The Gram-positive bacterium B. subtilis (ATCC 6051) and the Gram-negative bacteria P. aeruginosa (KCTC 22073), E. coli (ATCC 11775), and Er. rhapontici (ATCC 29283) were cultured on Luria–Bertani agar (LB agar), while the fungus C. albicans (KCTC 7965) was cultured on yeast extract–peptone–dextrose agar (YPD agar). After overnight incubation at 27 °C, bacterial cells were transferred to LB broth and cultured at 30 °C for 24 h, whereas C. albicans was cultured in YPD broth under the same conditions. The harvested bacterial and fungal cells were inoculated into Mueller–Hinton broth (MHB) and YPD broth, respectively, to an initial optical density (OD) of 0.0008 at 600 nm. Test compounds were dissolved in DMSO and serially diluted two-fold with the corresponding broth to final concentrations of 200–0.4 µg/mL. The plates were then incubated at 30 °C for 18 h, and microbial growth was measured by recording the absorbance at 600 nm. Gentamicin and cycloheximide were used as reference compounds for bacteria and C. albicans, respectively, and were tested under the same conditions at final concentrations of 200–0.4 µg/mL.

4. Conclusions

In this study, a previously undescribed macrolactam, cebulactam A₃ (1), was isolated from the marine-derived Saccharopolyspora sp.
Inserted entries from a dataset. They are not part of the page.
Issue #6351, opened 2024-08-01
Implement IR v2.0


ironcev:
## Motivation

Our current IR implementation has several hindering issues, most of them coming from how we deal with pointers and aggregates in the IR. The purpose of this tracking issue is to explain the current problems and their impact, list the agreed solution steps, and track their implementation.

## Terminology

To disambiguate the term pointer, in the remaining part of this description we will consistently use the following terminology:
- `Pointer` for the IR `TypeContent::Pointer`
- raw pointer for the Sway `raw_ptr` type
- reference for the Sway `&T` type
- pointer as a synonym for both raw pointers and references.

## Current Issues

- `Pointer` is conceptually seen as an equivalent for an aggregate type. It is assumed that whenever we encounter a `Pointer` in IR, it represents an aggregate. This assumption makes it impossible to formulate references and raw pointers as `Pointer`s. (They are currently modeled as `u64` which leads to various other issues explained below.) It also represents a semantic issue, because `Pointer`s are not treated as values. E.g., in the `compile_expression_to_value` _every_ pointer will be turned into a `load`, assuming that the `Pointer` itself cannot be a value, and that the value must be behind the `Pointer`.
- `ptr_to_int` does not check if the input argument is a `Pointer`. _Anything_ can be turned into `u64` and, later on, turned back into a `Pointer` by using `int_to_ptr`. This is a _severe_ issue that led to a serious misuse, in which we pair `ptr_to_int` + `int_to_ptr` to obtain `Pointer`s to SSA registers! Having "`Pointers`" to SSA registers is semantically wrong and makes the generated IR being semantically wrong for the most of the optimization pipeline, until it reaches demotion passes, which promote those SSA registers into memory making the previously obtained `Pointer`s valid. Having semantically invalid IR all the way down to the final demotion steps is an issue in itself, but it also harms optimizations that usually bail out when encountering `ptr_to_int` instructions.
[...]

PR #6821, opened 2025-01-08
Implement `Iterator` for `StorageVec`

ironcev:
## Description

This PR implements `Iterator` for `StorageVec`.

Iterating over a `StorageVec` via `for` loop should now be the preferred option. Compared to the traversal via `while` loop and incrementing index, the `for` loop is:
- more performant. `for` loop eliminates the redundant boundary checks done in every `get()` call in the `while` loop.
- more idiomatic and convenient.

Closes #6796.

## Checklist

- [x] I have linked to any relevant issues.
- [x] I have commented my code, particularly in hard-to-understand areas.
- [x] I have updated the documentation where relevant (API docs, the reference, and the Sway book).
   - [ ] If my change requires substantial documentation changes, I have [requested support from the DevRel team](https://github.com/FuelLabs/devrel-requests/issues/new/choose)
- [x] I have added tests that prove my fix is effective or that my feature works.
- [ ] I have added (or requested a maintainer to add) the necessary `Breaking*` or `New Feature` labels where relevant.
- [x] I have done my best to ensure that my PR adheres to [the Fuel Labs Code Review Standards](https://github.com/FuelLabs/rfcs/blob/master/text/code-standards/external-contributors.md).
- [x] I have requested a review from the relevant team or maintainers.

PR #6928, opened 2025-02-14
Introduce `GlobalVar` akin to `LocalVar` and introduce `get_global` instruction similar to `get_local`.

vaivaswatha:
2nd Step as part of #6351, in continuation to #6896


sway-core/src/ir_generation/const_eval.rs
```diff
@@ -118,10 +118,15 @@ pub(crate) fn compile_const_decl(
...
-            .get_global_constant(env.context, &call_path.as_vec_string()),
+            .get_global_variable(env.context, &call_path.as_vec_string()),
         env.module_ns,
     ) {
-        (Some(const_val), _) => Ok(Some(const_val)),
+        (Some(global_var), _) => {
+            if let Some(constant) = global_var.get_initializer(env.context) {
+                return Ok(Some(Value::new_constant(env.context, *constant)));
+            }
+            Ok(None)
```
ironcev, line 128: Can this actually happen? Shouldn't it actually be an ICE? `GlobalVar`s are modeled as variables, means they do not necessarily need to have an initializer, that is fine. My question is the exact semantics of getting an uninitialized `GlobalVar` in the context of `const_eval`. We are compiling a **const** decl and we are getting a `global_var` from the `env.module`. It means it exists, but it doesn't have an initializer.

Doesn't this points to a bug somewhere before in the compilation chain and should be an ICE? Or am I missing some details?

sway-ir/src/parser.rs
```diff
@@ -43,11 +43,12 @@ mod ir_builder {
                 }
 
             rule script_or_predicate() -> IrAstModule
-                = kind:module_kind() "{" _ configs:init_config()* _ fn_decls:fn_decl()* "}" _
+                = kind:module_kind() "{" _ configs:init_config()* _ global_consts:global_const()* _ fn_decls:fn_decl()* "}" _
```
ironcev, line 46: If we start mixing the terms "global variables/vars" and "global constants/const" it `will become very confusing :smile: 

The proposal is to stay consistent and use the term "global variable" everywhere including here in the parse. Thus, to rename:
- `global_consts` -> `global_vars`
- `global_const` -> `global_var`
- `IrAstGlobalConst` -> `IrAstGlobalVar`
- `build_global_consts_map` -> `build_global_vars_map`

sway-ir/src/parser.rs
```diff
@@ -982,6 +1010,7 @@ mod ir_builder {
         let mut builder = IrBuilder {
             module,
             configs_map: build_configs_map(&mut ctx, &module, ir_ast_mod.configs, &md_map),
+            global_map: build_global_consts_map(&mut ctx, &module, ir_ast_mod.global_consts),
```
ironcev, line 1013: Same here.
```suggestion
            globals_map: build_global_vars_map(&mut ctx, &module, ir_ast_mod.global_vars),
```

sway-ir/src/parser.rs
```diff
@@ -998,6 +1027,7 @@ mod ir_builder {
     struct IrBuilder {
         module: Module,
         configs_map: BTreeMap<String, String>,
+        global_map: BTreeMap<Vec<String>, GlobalVar>,
```
ironcev, line 1030:
```suggestion
        globals_map: BTreeMap<Vec<String>, GlobalVar>,
```

ironcev (changes requested):

vaivaswatha:
@ironcev I've addressed your comments.

sway-ir/src/variable.rs
```diff
@@ -67,3 +67,64 @@ impl LocalVar {
...
+#[doc(hidden)]
+#[derive(Clone, DebugWithContext)]
+pub struct GlobalVarContent {
+    pub ptr_ty: Type,
+    pub initializer: Option<Constant>,
+    pub mutable: bool,
+}
+
+impl GlobalVar {
+    /// Return a new Global of a specific type with an optional [`Constant`] initializer.  If a
```
ironcev, line 85: Just for the consistency with other comments, to use either local or [GlobalVar].
```suggestion
    /// Return a new global of a specific type with an optional [`Constant`] initializer.  If a
```

sway-ir/src/variable.rs
```diff
@@ -67,3 +67,64 @@ impl LocalVar {
...
+    /// Global is marked as mutable then it is guaranteed to be on the stack rather than in
```
ironcev, line 86:
```suggestion
    /// global is marked as mutable then it is guaranteed to be on the stack rather than in
```

test/src/e2e_vm_tests/test_programs/should_pass/language/references/addr_of_consts/src/main.sw
```diff
@@ -0,0 +1,40 @@
+script;
```
ironcev, line 1: Considering the importance of this change, the proposal is to strengthen the tests in several directions. I'll explain in detail what I see it important, but of course, I leave the final decision about the effort put into testing this feature to your best judgment.

The proposal is also to rename the test to `referencing_global_constants` to follow the already established pattern of naming the `language/references` tests.

## Strengthen the test
This test was surely failing before because we were returning a new address every time. But it is still weak to prove the global constants have unique and stable addresses no matter from where taken. E.g., if we introduce the simplest mutation possible, where taking an address of _any_ global constant or its part always returns the same address, this test will still pass.

## Extend the test across different call points accessing the same global constant
The initial issue was that the address taken from a global constant was different when taken in different functions. To prove that's not the case and that the address is exactly the same everywhere the proposal is to have a constant in a library module and test taking its address in two functions in its module and two functions in an other module. They all must be the same.

## Extend the test to include associated constants
We still have issues there with uniquely identifying associated constants, but up to that, we should also prove that the feature work when taking addresses of associated constants.

## Extend the test to cover constants of different types
All of the `language/reference` test put effort in testing referencing different types. This payed out because a lot of existing bug were revealed. We often had issues with `b256`, `u256` and especially zero sized types. Also when inlining was involved. Note that this is not a case with pointers related features only. E.g., when implementing `Iterator` for `StorageVec` there were [issues with certain types](https://github.com/FuelLabs/sway/pull/6821/files#diff-21d9ff5bb0b0fab9194b938bc67a0fa02e8d8231b78a1239caab09d4b68341f0R126). That's the reason I see extending test over different types as beneficial, especially on the long term. E.g., at least to test zero-sized types.

`referencing_local_vars_and_values` is an example of such a test that, but of course it is not possible to write a similar generic test for a constant.

ironcev (changes requested):
Just one nitpick and a proposal to consider strengthening and extending the test coverage.

test/src/e2e_vm_tests/test_programs/should_pass/language/references/addr_of_consts/src/main.sw
vaivaswatha: I'll start extending the tests as you describe here, let me see how far I can take it. Thanks Igor. This is a useful input.

sway-ir/src/optimize/mem2reg.rs
```diff
@@ -148,19 +151,63 @@ pub fn compute_livein(
...
+                op: InstOp::GetGlobal(global_var),
+                ..
+            }) = context.values[ptr.0].value
+            {
+                if !global_var.is_mutable(context)
+                    && is_promotable_type(context, global_var.get_inner_type(context))
+                {
+                    let constant = *global_var
+                        .get_initializer(context)
+                        .expect("We're dealing with an uninitialized value");
```
ironcev, line 173: The proposal is to document here why the `GlobalVar` must be initialized here, because it doesn't need to be.
```suggestion
                        .expect("`global_var` is not mutable so it must be initialized");
```

sway-ir/src/optimize/mem2reg.rs
```diff
@@ -148,19 +151,63 @@ pub fn compute_livein(
...
 /// without offsets, and the result of such a `get_local` is used only in a load
 /// or a store.
 pub fn promote_to_registers(
     context: &mut Context,
     analyses: &AnalysisResults,
     function: Function,
 ) -> Result<bool, IrError> {
+    let promoted_globals = promote_globals(context, &function)?;
+
     let safe_locals = filter_usable_locals(context, &function);
```
ironcev, line 206: Similar to `mem_cpy_opt`, this will be more readable if we extract promoting of locals to its own function:
```Rust
let mut modified = false;
modified |= promote_globals(context, &function)?;
modified |= promote_locals(context, &function)?;

Ok(modified)
```

sway-ir/src/optimize/mem2reg.rs
```diff
@@ -148,19 +151,63 @@ pub fn compute_livein(
     result
 }
 
-/// Promote local values that are accessed via load/store to SSA registers.
-/// We promote only locals of non-copy type, whose every use is in a `get_local`
+// Promote loads of globals constants to SSA registers
+fn promote_globals(context: &mut Context, function: &Function) -> Result<bool, IrError> {
```
ironcev, line 155: Can we have an IR test for this?

sway-ir/src/optimize/dce.rs
```diff
@@ -35,7 +35,7 @@ pub fn create_fn_dce_pass() -> Pass {
         name: FN_DCE_NAME,
         descr: "Dead function elimination",
         deps: vec![],
-        runner: ScopedPass::ModulePass(PassMutability::Transform(fn_dce)),
+        runner: ScopedPass::ModulePass(PassMutability::Transform(globals_dce)),
```
ironcev, line 38: Can we have an IR test covering the elimination of globals?

sway-ir/src/variable.rs
```diff
@@ -67,3 +67,64 @@ impl LocalVar {
...
+/// [`Context`].
+#[derive(Clone, Copy, Debug, Eq, PartialEq, Hash, DebugWithContext)]
+pub struct GlobalVar(#[in_context(global_vars)] pub slotmap::DefaultKey);
+
+#[doc(hidden)]
+#[derive(Clone, DebugWithContext)]
+pub struct GlobalVarContent {
+    pub ptr_ty: Type,
+    pub initializer: Option<Constant>,
+    pub mutable: bool,
```
ironcev, line 81: `mutable` is currently nowhere used. It's just a marker. Considering that we've decided to support `GlobalVar`s in the IR, and not `GlobalConst`s we should also check the semantics around mutability.

In the verifier:
- a non-mutable `GlobalVar` must be initialized.
- only mutable `GlobalVar` can be stored to.

In the printer and parser we also need support for mutability and optional initilizer, but this I've already commented in respected files.

Sadly, also for the mutability of `LocalVar`s we don't have any checks, it's just a marker.

Maybe to have a separate PR to enforce mutability semantics for both `Local` and `Global` vars? But for the printer and parser at least I see it as a part of this PR.

sway-core/src/asm_generation/fuel/fuel_asm_builder.rs
```diff
@@ -1249,6 +1250,40 @@ impl<'ir, 'eng> FuelAsmBuilder<'ir, 'eng> {
         Ok(())
     }
 
+    fn compile_get_global(
```
ironcev, line 1253: `compile_get_global` does not cover the full IR semantics of `GlobalVar`s that do not need to be constants. As commented in the IR code, if a `GlobalVar` is mutable we do not put it into the data section.

sway-core/src/asm_generation/fuel/fuel_asm_builder.rs
```diff
@@ -1249,6 +1250,40 @@ impl<'ir, 'eng> FuelAsmBuilder<'ir, 'eng> {
...
+        instr_val: &Value,
+        local_var: &GlobalVar,
+    ) -> Result<(), CompileError> {
+        let span = self
+            .md_mgr
+            .val_to_span(self.context, *instr_val)
+            .unwrap_or_else(Span::dummy);
+        let Some(constant) = local_var.get_initializer(self.context) else {
+            return Err(CompileError::Internal(
+                "Global variable must have an initializer.",
```
ironcev, line 1264: As also tackled in other comments, if we model the `GlobalVar` with the same semantics as the local vars which we aim for, then this doesn't need to be true. We can have `mut` global vars that are not necessarily initialized. And as mentioned above, those should not be in the data section.

sway-ir/src/optimize/mem2reg.rs
```diff
@@ -148,19 +151,63 @@ pub fn compute_livein(
     result
 }
 
-/// Promote local values that are accessed via load/store to SSA registers.
-/// We promote only locals of non-copy type, whose every use is in a `get_local`
```
ironcev, line 152: Not related to this PR, but shouldn't this comment actually be other way around, we promote only _copy types_. The `is_copy_type`s functions see copy types as those that fit into a register. As the existing comments around the `TypeInfo::is_copy_type` implies, I am not happy neither with the choice of the name nor how those functions are now used. But sticking to that terminology, the promotable types are actually "copy types" and not "non-copy types". BDW, the `memcpyopt::is_copy_type` is actually identical to `is_promotable_type`.

ironcev (changes requested):
In the IR we opted for `GlobalVar`s instead of more restrictive `GlobalConst`s. I support this decision, because it decouples IR strictly from Sway and allows languages with global variables.

The large part of this review comments revolves around the points where we still do not implement `GlobalVar`s as variables but expect them to be constants.

In the first review round I've pointed that `const_eval` must expect initialized global var, otherwise we have an ICE somewhere before in the compilation. This is true, but for Sway and `const_eval`. If we consider not only IR produced by Sway compilation and focus only on the IR, `GlobalVar`s are vars and not necessarily consts. They do not need to be initialized, (the `initializer` is and `Option` with a reason), they can be written to, etc.

We need to support that semantics everywhere which is currently not the case:
- the IR `printer` and `parser` don't have support for `mut`.
- `fuel_asm_builder` expects `GlobalVar`s to be constants that binds it to Sway semantics and not to the IR semantics.
- IR verification does not check `store`ing to non-mutable vars in general.

sway-core/src/asm_generation/fuel/fuel_asm_builder.rs
vaivaswatha: Makes sense. What I'll do here to check if a `GlobalVar` is mutable, and if so, leave that as a `todo!()`. The remaining code will then be correct as it's only dealing with global consts.

sway-ir/src/variable.rs
vaivaswatha: > a non-mutable GlobalVar must be initialized.

I'll add a check for this.

> only mutable GlobalVar can be stored to.

This isn't easy without an analysis (we will need to use something like `get_sym` to get to the symbol being stored to in a `Store`. I'll skip this part for later.

vaivaswatha: Ok, turns out, when we create locals, at many places, we do this: `new_local_var(context, temp_arg_name, value_type, None, false)`, where we aren't providing an initializer, but marking it immutable. So my verification check added for locals fails. I'll remove it for now, to fix the locals issue separately.

vaivaswatha:
@ironcev except for some annoying typos (which I don't know what to do about), CI seems to work. Can you please re-review?

ironcev:
@vaivaswatha Regarding the typos, adding `uage` to `.typos.toml` should fix that part. And the `event.typ` in the LSP definitely looks like a typo it should be `event.type`, or? I assume fixing that identifier in LSP code in this PR is fine.

sway-ir/src/parser.rs
```diff
@@ -59,16 +60,27 @@ mod ir_builder {
...
                         kind: crate::module::Kind::Contract,
                         configs,
+                        global_vars,
                         fn_decls,
                         metadata
                     }
                 }
 
+            rule global_var() -> IrAstGlobalVar
+                = m:("mut" _)? _ "global" _ name:path() _ ":" _ ty:ast_ty() _ "=" _ init:(op_const())? {
```
ironcev, line 75: For locals we have `local mut` and for globals now `mut global`. We should unify this in the same pattern. Personally, I am more for the `mut <local/global>` as done here, but more important is to have a consistent pattern.

ironcev, line 75: Even if we don't have an initializer, the rule still makes the `=` being mandatory which is odd. I am here also for having it the same as with local variables. A single optional init rule that contains also the `=`.

sway-ir/src/optimize/mem2reg.rs
```diff
@@ -148,19 +151,72 @@ pub fn compute_livein(
...
-/// without offsets, and the result of such a `get_local` is used only in a load
-/// or a store.
+/// Promote loads of globals constants to SSA registers
+/// We promote only non-mutable globals of non-copy types
```
ironcev, line 155:
```suggestion
/// We promote only non-mutable globals of copy types
```

sway-ir/src/optimize/mem2reg.rs
```diff
@@ -148,19 +151,72 @@ pub fn compute_livein(
...
     analyses: &AnalysisResults,
     function: Function,
+) -> Result<bool, IrError> {
+    let mut modified = false;
+    modified |= promote_globals(context, &function)?;
+    modified |= promote_locals(context, analyses, function)?;
+    Ok(modified)
+}
+
+/// Promote locals to registers. We promote only locals of copy type,
```
ironcev, line 207:
```suggestion
/// Promote locals to registers. We promote only locals of copy types,
```

ironcev (changes requested):

ironcev (approved):

ironcev (approved):

vaivaswatha:
Need another approval (review) on this. @IGI-111 @FuelLabs/sway-compiler .

IGI-111 (approved):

PG10, together with four known congeners. The structure of 1 was elucidated by comprehensive spectroscopic analyses, and its absolute configuration was established using Mosher’s method. ROESY data identified 1 to be a C-7 epimer of cebulactam A₂, representing a rare example of stereochemical variation within the cebulactam family. Genome analysis identified a putative BGC consistent with a hybrid PKS pathway, and a plausible mechanism was proposed to account for the formation of the C-7 epimeric pair.
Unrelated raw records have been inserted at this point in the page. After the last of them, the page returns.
PR #6941, opened 2025-02-19
Implements deref in reassignment for projections.

### LINKED ISSUE #6397: Dereferencing Arrays Is Not Possible
In Sway, developers can create a mutable reference to a variable using something like the following
snippet:
```sway
let mut x = 1;
let y = &mut x;
*y = 1
```
As expected this updates the value of x. However, a mutable reference is not really usable in case of an
array due to limitations in the parsing. In particular, the parser prohibts the use of parentheses on the
left-hand-side of an assignment. The following snippet does not compile:
```sway
let mut a = [1, 2];
let mut p = &mut a;
(*p)[1] = 1;
```

esdrubal:
## Description

Implements dereferencing as LHS in reassignments for projections.

With this PR we will support:
 - `(*array)[0] = 1`
 - `(*tuple).0 = 1`
 - `(*struct).a = 1`

This also includes support for nested references.

Fixes #6397
There is some progress in #5063

## Checklist

### DIFF
--- a/sway-core/src/semantic_analysis/namespace/lexical_scope.rs
+++ b/sway-core/src/semantic_analysis/namespace/lexical_scope.rs
@@ -43,6 +43,7 @@ pub(super) type SymbolUniqueMap = HashMap<IdentUnique, ResolvedDeclaration>;
 
 type SourceIdent = Ident;
 
+pub(super) type PreludeSynonyms = HashMap<Ident, (ModulePathBuf, ResolvedDeclaration)>;
 pub(super) type GlobSynonyms =
     HashMap<Ident, Vec<(ModulePathBuf, ResolvedDeclaration, Visibility)>>;
 pub(super) type ItemSynonyms = HashMap<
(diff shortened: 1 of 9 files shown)


sway-core/src/language/ty/expression/expression.rs
```diff
@@ -633,8 +633,21 @@ impl TyExpression {
             TyExpressionVariant::Break => {}
             TyExpressionVariant::Continue => {}
             TyExpressionVariant::Reassignment(reass) => {
-                if let TyReassignmentTarget::Deref(expr) = &reass.lhs {
-                    expr.check_deprecated(engines, handler, allow_deprecated);
+                if let TyReassignmentTarget::DerefAccess { exp, indices } = &reass.lhs {
+                    exp.check_deprecated(engines, handler, allow_deprecated);
+                    for indice in indices {
+                        match indice {
+                            ProjectionKind::StructField { name: _ } => {}
```
IGI-111, line 640: We should probably consider that a field access for deprecation purposes, right?

sway-core/src/semantic_analysis/ast_node/expression/typed_expression.rs
```diff
@@ -2673,41 +2712,56 @@ impl ty::TyExpression {
...
+                                }
+                            }
+
+                            // `index_span` does not contain the enclosing square brackets.
+                            // Which means, if this array index access is the last one before the
+                            // erroneous expression, the `full_span_for_error` will be missing the
+                            // closing `]`. We can live with this small glitch so far. To fix it,
+                            // we would need to bring the full span of the index all the way from
+                            // the parsing stage. An effort that doesn't pay off at the moment.
+                            // TODO: Include the closing square bracket into the error span.
```
jjcnn, line 2755: Do we have an issue for this TODO? If not, we should create one just to keep track of it. In any case, we should add a link to the issue in the comment, so that we can track it that way.

jjcnn (changes requested):
I'd like to see a should_fail test as well, just to make sure that typechecking fails if reassigning an incorrectly typed value.

Otherwise it looks good - just a small nit regarding an old TODO that was left in the code, and that we ought to have a tracking issue for.

jjcnn (approved):

sdankel (approved):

Antibacterial evaluation provided additional biological information on the isolated analogs, including the previously unreported antibacterial activity of shengliangmycin B under the tested conditions. Overall, these findings expand the structural diversity of cebulactam-type macrolactams and provide insights into their stereochemical and biosynthetic variability.